TASK STATEMENT: What you output should match the data below exactly.

LISTED ENTRIES:
..........
PR #1757, opened 2025-08-06
[1713] Change URL for credentials.cfg in Agents

Struchid:
Changing the URL, since it currently points to an old documentation not related to the Agent implementation.


martynasracct (approved):
LGTM 🔥

PR #1846, opened 2025-08-21
Moved fields from ResourceForm to DatasetResourceForm

Gustascct:
The `temporal_resolution` and `spatial_resolution` fields were in the `ResourceForm`, because there was no `DatasetResourceForm` but now `DatasetResourceForm` exists so the fields are moved to it.

### DIFF
--- a/CHANGES.rst
+++ b/CHANGES.rst
@@ -2,13 +2,13 @@ Changes
 #######
 2025-08-21
 ==========
-https://github.com/atviriduomenys/katalogas/pull/1846
+https://github.com/atviriduomenys/katalogas/issues/642
 Moves `temporal_resolution` and `spatial_resolution` fields to `DatasetResourceForm` form.
 
 
 2025-08-21
 ==========
-https://github.com/atviriduomenys/katalogas/pull/1827
+https://github.com/atviriduomenys/katalogas/issues/642
 Adds `temporal_resolution` and `spatial_resolution` fields to `Dataset` model.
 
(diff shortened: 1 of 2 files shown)


CHANGES.rst
```diff
@@ -1,11 +1,17 @@
 Changes
 #######
+2025-08-21
+==========
+https://github.com/atviriduomenys/katalogas/pull/1846
```
Struchid: This URL points to this pull request, but it should point to the ticket w/ context instead.

CHANGES.rst
Struchid, line 1: Missing ticket in the description or relation to the ticket at the bottom right of the page.

Struchid (approved):

CHANGES.rst
Gustascct: Should the ticket be for the original problem this is solving or a new ticket created for this bug?

Struchid: If you have the new ticket, it would be best to use that. If not — use the original one.

Gustascct: But all urls in changes.rst are to the pull requests, not the original tickets, so this would create a mismatch.

martynasracct (approved):

CHANGES.rst
Struchid: Yeah, not your fault, leave it as is if you want, I'll raise the question and we will fix it. But since these are urgent, you can merge it without this change.

Struchid (approved):

PR #1852, opened 2025-08-25
Add missing dependencies

kastger:


karina-klinkeviciute (approved):

Dockerfile
```diff
@@ -1,4 +1,4 @@
-FROM python:3.11-slim-bookworm AS builder
+FROM python:3.11-slim AS builder
```
varzgalys, line 1: sure about removing bookworm? I thing we should lock to more concrete variant if possible.

varzgalys (approved):

Dockerfile
kastger: This Dockerfile worked last time, I will merge this one now, for the sake of deploying and will test out if more specific option works too. Will raise new PR if it does.

PR #1877, opened 2025-08-29
1678: Adding try except case when no column is in DIM dict

MindaugasStanionis:


vitrina/datasets/structure.py
```diff
@@ -896,7 +900,11 @@ def _split_dim(
     lower = []
     found = None
     for dim in dims:
-        if row[dim]:
+        try:
+            value = row[dim]
+        except (KeyError, IndexError):
+            raise ValueError(dim)
```
varzgalys, line 906: I suggest creating custom, more explicit exception for this case. like MissingColumnException

varzgalys (approved):

tests/datasets/test_structure.py
```diff
@@ -132,3 +132,21 @@ def test_read_structure_table_not_mandatory_columns():
 
     assert props['id'].type == 'integer'
     assert len(props['description'].comments) == 1
+
+
+def test_read_structure_table_without_mandatory_columns_throws_error():
+    manifest_without_mandatory_columns = """\
```
Struchid, line 138: Is this needed?
```suggestion
    manifest_without_mandatory_columns = """
```

vitrina/datasets/structure.py
Struchid: I agree, we should add the `exceptions.py` file w/ some kind of a unique exception for this case.

Struchid (approved):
..........
FINISHED EXERCISE:
PR #1757, opened 2025-08-06
[1713] Change URL for credentials.cfg in Agents

Struchid:
Changing the URL, since it currently points to an old documentation not related to the Agent implementation.


martynasracct (approved):
LGTM 🔥

PR #1846, opened 2025-08-21
Moved fields from ResourceForm to DatasetResourceForm

Gustascct:
The `temporal_resolution` and `spatial_resolution` fields were in the `ResourceForm`, because there was no `DatasetResourceForm` but now `DatasetResourceForm` exists so the fields are moved to it.

### DIFF
--- a/CHANGES.rst
+++ b/CHANGES.rst
@@ -2,13 +2,13 @@ Changes
 #######
 2025-08-21
 ==========
-https://github.com/atviriduomenys/katalogas/pull/1846
+https://github.com/atviriduomenys/katalogas/issues/642
 Moves `temporal_resolution` and `spatial_resolution` fields to `DatasetResourceForm` form.
 
 
 2025-08-21
 ==========
-https://github.com/atviriduomenys/katalogas/pull/1827
+https://github.com/atviriduomenys/katalogas/issues/642
 Adds `temporal_resolution` and `spatial_resolution` fields to `Dataset` model.
 
(diff shortened: 1 of 2 files shown)


CHANGES.rst
```diff
@@ -1,11 +1,17 @@
 Changes
 #######
+2025-08-21
+==========
+https://github.com/atviriduomenys/katalogas/pull/1846
```
Struchid: This URL points to this pull request, but it should point to the ticket w/ context instead.

CHANGES.rst
Struchid, line 1: Missing ticket in the description or relation to the ticket at the bottom right of the page.

Struchid (approved):

CHANGES.rst
Gustascct: Should the ticket be for the original problem this is solving or a new ticket created for this bug?

Struchid: If you have the new ticket, it would be best to use that. If not — use the original one.

Gustascct: But all urls in changes.rst are to the pull requests, not the original tickets, so this would create a mismatch.

martynasracct (approved):

CHANGES.rst
Struchid: Yeah, not your fault, leave it as is if you want, I'll raise the question and we will fix it. But since these are urgent, you can merge it without this change.

Struchid (approved):

PR #1852, opened 2025-08-25
Add missing dependencies

kastger:


karina-klinkeviciute (approved):

Dockerfile
```diff
@@ -1,4 +1,4 @@
-FROM python:3.11-slim-bookworm AS builder
+FROM python:3.11-slim AS builder
```
varzgalys, line 1: sure about removing bookworm? I thing we should lock to more concrete variant if possible.

varzgalys (approved):

Dockerfile
kastger: This Dockerfile worked last time, I will merge this one now, for the sake of deploying and will test out if more specific option works too. Will raise new PR if it does.

PR #1877, opened 2025-08-29
1678: Adding try except case when no column is in DIM dict

MindaugasStanionis:


vitrina/datasets/structure.py
```diff
@@ -896,7 +900,11 @@ def _split_dim(
     lower = []
     found = None
     for dim in dims:
-        if row[dim]:
+        try:
+            value = row[dim]
+        except (KeyError, IndexError):
+            raise ValueError(dim)
```
varzgalys, line 906: I suggest creating custom, more explicit exception for this case. like MissingColumnException

varzgalys (approved):

tests/datasets/test_structure.py
```diff
@@ -132,3 +132,21 @@ def test_read_structure_table_not_mandatory_columns():
 
     assert props['id'].type == 'integer'
     assert len(props['description'].comments) == 1
+
+
+def test_read_structure_table_without_mandatory_columns_throws_error():
+    manifest_without_mandatory_columns = """\
```
Struchid, line 138: Is this needed?
```suggestion
    manifest_without_mandatory_columns = """
```

vitrina/datasets/structure.py
Struchid: I agree, we should add the `exceptions.py` file w/ some kind of a unique exception for this case.

Struchid (approved):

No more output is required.